31377797 Promotion of macrophage activation by Tie2 in the context of the inflamed synovia of rheum 2020 Feb 1 OBJECTIVE: To examine the role of Tie2 signalling in macrophage activation within the context of the inflammatory synovial microenvironment present in patients with RA and PsA. METHODS: Clinical responses and macrophage function were examined in wild-type and Tie2-overexpressing (Tie2-TG) mice in the K/BxN serum transfer model of arthritis. Macrophages derived from peripheral blood monocytes from healthy donors, RA and PsA patients, and RA and PsA synovial tissue explants were stimulated with TNF (10 ng/ml), angiopoietin (Ang)-1 or Ang-2 (200 ng/ml), or incubated with an anti-Ang2 neutralizing antibody. mRNA and protein expression of inflammatory mediators was analysed by quantitative PCR, ELISA and Luminex.

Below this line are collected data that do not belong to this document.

Issue #480, opened 2015-02-02
job.meta is not being saved


cbenhagen:
test.py:
```python
import socket

from rq import get_current_job


def add(x, y):
    job = get_current_job()
    job.meta['handled_by'] = socket.gethostname()
    job.save()
    return x + y
```

tester.py:
```python
import time

from rq import Queue
from redis import Redis
from test import add

redis_conn = Redis()
q = Queue(connection=redis_conn)

job = q.enqueue(add, 1, 2)
time.sleep(1)
print job.result, job.meta
```
returns:
`3 {}` on 0.4.6

andrevmatos:
Yeah, just came here to look for this issue, that I experimented myself.
Just adding that both using Queue.fetch_job and Job.fetch doesn't restore meta, but only after Job is finished: if it's running (I'm trying to use meta to "report" work progress), meta is correctly fetched with job, but when job finishes, meta is restore to the one that got submited.

selwin:
Mind opening a PR with test case to fix this?

selwin:
Strange, I encountered no such issue in my test. Please see https://github.com/selwin/rq/tree/job-meta-modification . Here's the diff: https://github.com/selwin/rq/compare/job-meta-modification

robodude666:
@cbenhagen, your example doesn't work because the `meta` data is cached on load/creation while the `result` is pulled directly from redis the first time and cached. If you update your `meta` dictionary from within the job, you'll need to perform a `job.refresh()` before being able to access it. You can use the `status` property to determine if the job is finished yet before doing a refresh. After the above change the example works as intended in `0.4.6`.

@selwin's TestCase works because a job fetch is performed after starting the worker. This ends up accomplishing the same thing as the `meta` data is read from the redis store w/ the updated data.

-robodude666

PR #481, opened 2015-02-03
add test for custom meta from inside job

cbenhagen:
see issue #480

### DIFF
--- a/tests/fixtures.py
+++ b/tests/fixtures.py
@@ -58,6 +58,12 @@ def access_self():
     return job.id
 
 
+def store_meta(new_meta):
+    job = get_current_job()
+    job.meta.update(new_meta)
+    job.save()
+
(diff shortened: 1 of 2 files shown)


selwin:
I don't think the test you wrote is correct. The `store_meta` function was never executed. It should be:

```python
    def test_custom_meta_from_inside_job_is_persisted(self):
        """Additional meta data on jobs are stored persisted correctly from inside job."""
        job = Job.create(func=store_meta, args=({'foo':'bar'},))
        job.save()
        job.perform()

        job2 = Job.fetch(job.id)
        self.assertEqual(job2.meta['foo'], 'bar')
```

In the updated snippet, no error is raised. Please also see my comment here: https://github.com/nvie/rq/issues/480#issuecomment-74645320

PR #486, opened 2015-02-18
lrem only first occurrence of the job id (we expect only one)

glaslos:
See https://github.com/nvie/rq/issues/472#issuecomment-74859743 for explanation.


selwin:
Thanks for the PR!

PR #491, opened 2015-02-23
Restored the ability to specify connection params in config

selwin:
This PR allows user to specify connection params via config file


nvie:
Thanks!

PR #406, opened 2014-08-28
handle Unicode in Job args & kwargs -- patch adapted from 7wonders

ghost:
This patch allows Jobs to have unicode args and kwargs.

Code is derived from 7wonders. I changed it from %-type formatting to str.format, so that args and kwargs could have non-string arguments. (Previously it was raising AttributeError.)   Test added.

This is my first pull request! Let me know if I should do something else.  Cheers!

PR #492, opened 2015-02-24
Allow non-ASCII characters in arguments

dwaynebailey:
get_call_string() failed if any arguments contained non-ASCII strings.

Fixes #406

### DIFF
--- a/rq/job.py
+++ b/rq/job.py
@@ -514,8 +514,15 @@ class Job(object):
         if self.func_name is None:
             return None
 
-        arg_list = [repr(arg) for arg in self.args]
-        arg_list += ['%s=%r' % (k, v) for k, v in self.kwargs.items()]
+        # Python 2/3 compatibility
+        try:
+            arg_list = [repr(arg).decode('utf-8') for arg in self.args]
+        except AttributeError:
+            arg_list = [repr(arg) for arg in self.args]
+
+        kwargs = ['{0}={1!r}'.format(k, v) for k, v in self.kwargs.items()]
+        # Sort here because python 3.3 & 3.4 makes different call_string
+        arg_list += sorted(kwargs)
         args = ', '.join(arg_list)
         return '%s(%s)' % (self.func_name, args)
 
--- a/tests/test_job.py
+++ b/tests/test_job.py
@@ -23,6 +23,26 @@ except ImportError:
 
 
 class TestJob(RQTestCase):
+    def test_unicode(self):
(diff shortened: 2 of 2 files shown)


selwin:
Thanks @dwaynebailey and @alternativshik !

alternativshik:
@selwin you'r welcome!

ydaniv:
Awesome! :+1:

rq/job.py
```diff
@@ -514,8 +514,15 @@ def get_call_string(self):  # noqa
         if self.func_name is None:
             return None
 
-        arg_list = [repr(arg) for arg in self.args]
-        arg_list += ['%s=%r' % (k, v) for k, v in self.kwargs.items()]
+        # Python 2/3 compatibility
+        try:
+            arg_list = [repr(arg).decode('utf-8') for arg in self.args]
+        except AttributeError:
+            arg_list = [repr(arg) for arg in self.args]
```
nvie: We already have a `as_text()` function that deals with the Py 2/3 differences, so you can just use that instead of doing a try/except here.

nvie: See https://github.com/nvie/rq/blob/219f21b6378bbd66a13e997876c7c7416b27ef46/rq/compat/__init__.py#L54-L62

tests/test_job.py
```diff
@@ -23,6 +23,26 @@
...
+            args=[12, "☃"],
+            kwargs=dict(snowman="☃", null=None),
+        )
+
+        try:
+            # Python 2
+            test_string = u"myfunc(12, u'\\u2603', null=None, snowman=u'\\u2603')".decode('utf-8')
+        except AttributeError:
+            # Python 3
+            test_string = "myfunc(12, '☃', null=None, snowman='☃')"
```
nvie: If you want to distinguish Python 2 from 3, please use an `if` statement for this, not catching an AttributeError. But you can probably also use `as_text()` here.

rq/job.py
alternativshik: Thnx for comments. I'll fix it asap.

tests/test_job.py
alternativshik: I've already fixed this and sent pull-request.

commandtab:
Is there a possibility of this fix getting released soon? I just ran into this bug, and the current release (0.6.0 @6a57d32) appears to still use the non-Unicode-friendly implementation.

Thanks all! ❤️

PR #494, opened 2015-02-25
Add missed `multi` command after `watch`

### LINKED ISSUE #487: Worker fails during adding new dependency to a current job
I tried to test what can happen if current job is added as dependency to a new job and it finishes before `pipe.execute()` here (https://github.com/nvie/rq/blob/master/rq/queue.py#L205).
Deferred set and set of dependents for a current job are filled and deferred job is created in any case. 
If current job finishes before `pipe.execute()` then worker fails to enqueue dependents for this job:

```
rq.exceptions.NoSuchJobError: Unexpected job format: {'status': 'deferred'}
```

If I add `pipe.multi()` after `pipe.watch()` then it seems that everything works. Probably it has been missed there.

ta2-1:
`watch` command should be used in conjunction with `multi` command
which was missed in enqueuing of job with dependencies.
I'm not sure about why `DEFERRED` status is set via different connection (not the current pipe). 
Fix #487

### DIFF
--- a/rq/queue.py
+++ b/rq/queue.py
@@ -199,6 +199,7 @@ class Queue(object):
                     try:
                         pipe.watch(depends_on.key)
                         if depends_on.get_status() != JobStatus.FINISHED:
+                            pipe.multi()
                             job.set_status(JobStatus.DEFERRED)
                             job.register_dependency(pipeline=pipe)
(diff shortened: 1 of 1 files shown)


nvie:
Thanks!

RESULTS: Tie2-TG mice displayed more clinically severe arthritis than wild-type mice, accompanied by enhanced joint expression of IL6, IL12B, NOS2, CCL2 and CXCL10, and activation of bone marrow-derived macrophages in response to Ang-2 stimulation. Ang-1 and Ang-2 significantly enhanced TNF-induced expression of pro-inflammatory cytokines and chemokines in macrophages from healthy donors differentiated with RA and PsA SF and peripheral blood-derived macrophages from RA and PsA patients. Both Ang-1 and Ang-2 induced the production of IL-6, IL-12p40, IL-8 and CCL-3 in synovial tissue explants of RA and PsA patients, and Ang-2 neutralization suppressed the production of IL-6 and IL-8 in the synovial tissue of RA patients. CONCLUSION: Tie2 signalling enhances TNF-dependent activation of macrophages within the context of ongoing synovial inflammation in RA and PsA, and neutralization of Tie2 ligands might be a promising therapeutic target in the treatment of these diseases.